PR #13, opened 2025-09-16
#DKN-20 Get available categories

TarekIdrees:
- This PR mainly focuses on getting all categories of the Dukan entity
- Endpoint: /dukan/categories
- Expected returned body :

```
[
    "categories" : {
        "id": "cd89d74c-de29-477b-87bd-6d1bb8808127",
        "icon": "icon_url 1",
        "title": "arabic_title 1",
    },
    {
        "id": "840706c7-5d80-4464-9a17-780a1dd1751b",
        "icon": "icon_url 2",
        "title": "arabic_title 2"
    }
]
```


dukan/src/main/kotlin/net/thechance/dukan/api/dto/CategoryDto.kt
```diff
@@ -0,0 +1,8 @@
+package net.thechance.dukan.api.dto
+
+data class CategoryDto(
+    val id: String,
+    val icon: String,
+    val arabicTitle: String,
+    val englishTitle: String,
```
devfalah: We can return title to the client and based on language header we return either english or arabic what do you think?

```suggestion
    val title: String,
```

dukan/src/main/kotlin/net/thechance/dukan/api/controller/DukanController.kt
```diff
@@ -1,13 +1,19 @@
...
-class DukanController {
+@RequestMapping("/dukan")
+class DukanController(
+    private val dukanService: DukanService
+) {
+    @GetMapping("/styles")
+    fun getAllStyles () = dukanService.getAllStyles()
+
+    @GetMapping("/categories")
+    fun getAllCategories () = dukanService.getAllCategories()
```
devfalah: It would be better to return `ResponseEntity<DukanCategoriesResponse>`

`data class DukanCategoriesResponse(val categories: List<CategoryDto>)`

dukan/src/main/kotlin/net/thechance/dukan/service/DukanService.kt
```diff
@@ -0,0 +1,24 @@
...
+    private val dukanRepository: DukanRepository,
+    private val dukanColorRepository: DukanColorRepository,
+    private val dukanCategoryRepository: DukanCategoryRepository
+) {
+    fun getAllStyles() = Dukan.Style.entries
+
+    fun getAllCategories(): List<CategoryDto> {
+        return  dukanCategoryRepository.findAll().let { categories ->
+            categories.map { category -> category.toDto() }
+        }
```
devfalah: In my opinion DTOs related to the `api layer (controller)` I think our service should deal with entities and the mapping should happen in the controller

dukan/src/main/kotlin/net/thechance/dukan/api/dto/CategoryDto.kt
TarekIdrees: make sense to me

dukan/src/main/kotlin/net/thechance/dukan/service/DukanService.kt
TarekIdrees: Nicely done

I assumed most of the mapping would be handled within the service so the controller could remain isolated and focus solely on processing the HTTP request.

dukan/src/main/kotlin/net/thechance/dukan/api/controller/DukanController.kt
TarekIdrees: Nicely done

dukan/src/main/kotlin/net/thechance/dukan/api/dto/CategoryDto.kt
```diff
@@ -0,0 +1,7 @@
+package net.thechance.dukan.api.dto
+
+data class CategoryDto(
```
haideraljawasim: doesn't this represent the `DukanCategory` class? I think we should keep the same naming convention and name it `DukanCategoryDto`

dukan/src/main/kotlin/net/thechance/dukan/api/dto/CategoryResponse.kt
```diff
@@ -0,0 +1,5 @@
+package net.thechance.dukan.api.dto
+
+data class CategoryResponse(
```
haideraljawasim: same here i suggest `DukanCategoryResponse`

haideraljawasim (approved):

ElsayedMagdy122 (approved):

dukan/src/main/kotlin/net/thechance/dukan/api/dto/CategoryDto.kt
TarekIdrees: Agree

dukan/src/main/kotlin/net/thechance/dukan/api/dto/CategoryResponse.kt
TarekIdrees: Agree

devfalah (approved):

app/src/main/resources/schema.sql
Karrar-Mohammed, line 1: i don't think this is how we should handle the database migration, we should wait for the liquibase

dukan/src/main/kotlin/net/thechance/dukan/api/controller/DukanController.kt
```diff
@@ -1,13 +1,28 @@
...
 import org.springframework.web.bind.annotation.RestController
 
 @RestController
-class DukanController {
+@RequestMapping("/dukan")
+class DukanController(
+    private val dukanService: DukanService
+) {
+    @GetMapping("/styles")
+    fun getAllStyles() = dukanService.getAllStyles()
```
Karrar-Mohammed, line 24: what is this styles ? what it's return type and why it's not using the ResponseEntity ?

Karrar-Mohammed (changes requested):
good job, just we need to fix the styles end point return type, and remove writing query directly

dukan/src/main/kotlin/net/thechance/dukan/api/controller/DukanController.kt
TarekIdrees: These are entries retrieved from an enum class where there is no need to execute a query in order to get the values

dukan/src/main/kotlin/net/thechance/dukan/api/controller/DukanController.kt
```diff
@@ -1,13 +1,28 @@
...
-        return "Hello Dukan World!"
+    @GetMapping("/categories")
+    fun getAllCategories(): ResponseEntity<DukanCategoryResponse> {
+        val categories = dukanService.getAllCategories().let { categories ->
+            // Todo replace default Arabic with the extracted language from the header
+            categories.map { category -> category.toDto(DukanLanguage.ARABIC) }
+        }
+        return ResponseEntity.ok(DukanCategoryResponse(categories))
     }
 }
```
TarekIdrees: @Karrar-Mohammed 
here where the main logic happens

app/src/main/resources/schema.sql
TarekIdrees: I know where I have to add this in order to be able to run the module locally because the main entities marked with a dukan schema.

Karrar-Mohammed: ok if you need it for you local database then execute it directly on your local database, do not push it or commit because it may cause some issues on the production

Karrar-Mohammed (approved):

▶ _WHAT IS NEEDED_
Please output each record exactly as it appears above.

▶ _SOLUTION TO THE PROBLEM_
PR #13, opened 2025-09-16
#DKN-20 Get available categories

TarekIdrees:
- This PR mainly focuses on getting all categories of the Dukan entity
- Endpoint: /dukan/categories
- Expected returned body :

```
[
    "categories" : {
        "id": "cd89d74c-de29-477b-87bd-6d1bb8808127",
        "icon": "icon_url 1",
        "title": "arabic_title 1",
    },
    {
        "id": "840706c7-5d80-4464-9a17-780a1dd1751b",
        "icon": "icon_url 2",
        "title": "arabic_title 2"
    }
]
```


dukan/src/main/kotlin/net/thechance/dukan/api/dto/CategoryDto.kt
```diff
@@ -0,0 +1,8 @@
+package net.thechance.dukan.api.dto
+
+data class CategoryDto(
+    val id: String,
+    val icon: String,
+    val arabicTitle: String,
+    val englishTitle: String,
```
devfalah: We can return title to the client and based on language header we return either english or arabic what do you think?

```suggestion
    val title: String,
```

dukan/src/main/kotlin/net/thechance/dukan/api/controller/DukanController.kt
```diff
@@ -1,13 +1,19 @@
...
-class DukanController {
+@RequestMapping("/dukan")
+class DukanController(
+    private val dukanService: DukanService
+) {
+    @GetMapping("/styles")
+    fun getAllStyles () = dukanService.getAllStyles()
+
+    @GetMapping("/categories")
+    fun getAllCategories () = dukanService.getAllCategories()
```
devfalah: It would be better to return `ResponseEntity<DukanCategoriesResponse>`

`data class DukanCategoriesResponse(val categories: List<CategoryDto>)`

dukan/src/main/kotlin/net/thechance/dukan/service/DukanService.kt
```diff
@@ -0,0 +1,24 @@
...
+    private val dukanRepository: DukanRepository,
+    private val dukanColorRepository: DukanColorRepository,
+    private val dukanCategoryRepository: DukanCategoryRepository
+) {
+    fun getAllStyles() = Dukan.Style.entries
+
+    fun getAllCategories(): List<CategoryDto> {
+        return  dukanCategoryRepository.findAll().let { categories ->
+            categories.map { category -> category.toDto() }
+        }
```
devfalah: In my opinion DTOs related to the `api layer (controller)` I think our service should deal with entities and the mapping should happen in the controller

dukan/src/main/kotlin/net/thechance/dukan/api/dto/CategoryDto.kt
TarekIdrees: make sense to me

dukan/src/main/kotlin/net/thechance/dukan/service/DukanService.kt
TarekIdrees: Nicely done

I assumed most of the mapping would be handled within the service so the controller could remain isolated and focus solely on processing the HTTP request.

dukan/src/main/kotlin/net/thechance/dukan/api/controller/DukanController.kt
TarekIdrees: Nicely done

dukan/src/main/kotlin/net/thechance/dukan/api/dto/CategoryDto.kt
```diff
@@ -0,0 +1,7 @@
+package net.thechance.dukan.api.dto
+
+data class CategoryDto(
```
haideraljawasim: doesn't this represent the `DukanCategory` class? I think we should keep the same naming convention and name it `DukanCategoryDto`

dukan/src/main/kotlin/net/thechance/dukan/api/dto/CategoryResponse.kt
```diff
@@ -0,0 +1,5 @@
+package net.thechance.dukan.api.dto
+
+data class CategoryResponse(
```
haideraljawasim: same here i suggest `DukanCategoryResponse`

haideraljawasim (approved):

ElsayedMagdy122 (approved):

dukan/src/main/kotlin/net/thechance/dukan/api/dto/CategoryDto.kt
TarekIdrees: Agree

dukan/src/main/kotlin/net/thechance/dukan/api/dto/CategoryResponse.kt
TarekIdrees: Agree

devfalah (approved):

app/src/main/resources/schema.sql
Karrar-Mohammed, line 1: i don't think this is how we should handle the database migration, we should wait for the liquibase

dukan/src/main/kotlin/net/thechance/dukan/api/controller/DukanController.kt
```diff
@@ -1,13 +1,28 @@
...
 import org.springframework.web.bind.annotation.RestController
 
 @RestController
-class DukanController {
+@RequestMapping("/dukan")
+class DukanController(
+    private val dukanService: DukanService
+) {
+    @GetMapping("/styles")
+    fun getAllStyles() = dukanService.getAllStyles()
```
Karrar-Mohammed, line 24: what is this styles ? what it's return type and why it's not using the ResponseEntity ?

Karrar-Mohammed (changes requested):
good job, just we need to fix the styles end point return type, and remove writing query directly

dukan/src/main/kotlin/net/thechance/dukan/api/controller/DukanController.kt
TarekIdrees: These are entries retrieved from an enum class where there is no need to execute a query in order to get the values

dukan/src/main/kotlin/net/thechance/dukan/api/controller/DukanController.kt
```diff
@@ -1,13 +1,28 @@
...
-        return "Hello Dukan World!"
+    @GetMapping("/categories")
+    fun getAllCategories(): ResponseEntity<DukanCategoryResponse> {
+        val categories = dukanService.getAllCategories().let { categories ->
+            // Todo replace default Arabic with the extracted language from the header
+            categories.map { category -> category.toDto(DukanLanguage.ARABIC) }
+        }
+        return ResponseEntity.ok(DukanCategoryResponse(categories))
     }
 }
```
TarekIdrees: @Karrar-Mohammed 
here where the main logic happens

app/src/main/resources/schema.sql
TarekIdrees: I know where I have to add this in order to be able to run the module locally because the main entities marked with a dukan schema.

Karrar-Mohammed: ok if you need it for you local database then execute it directly on your local database, do not push it or commit because it may cause some issues on the production

Karrar-Mohammed (approved):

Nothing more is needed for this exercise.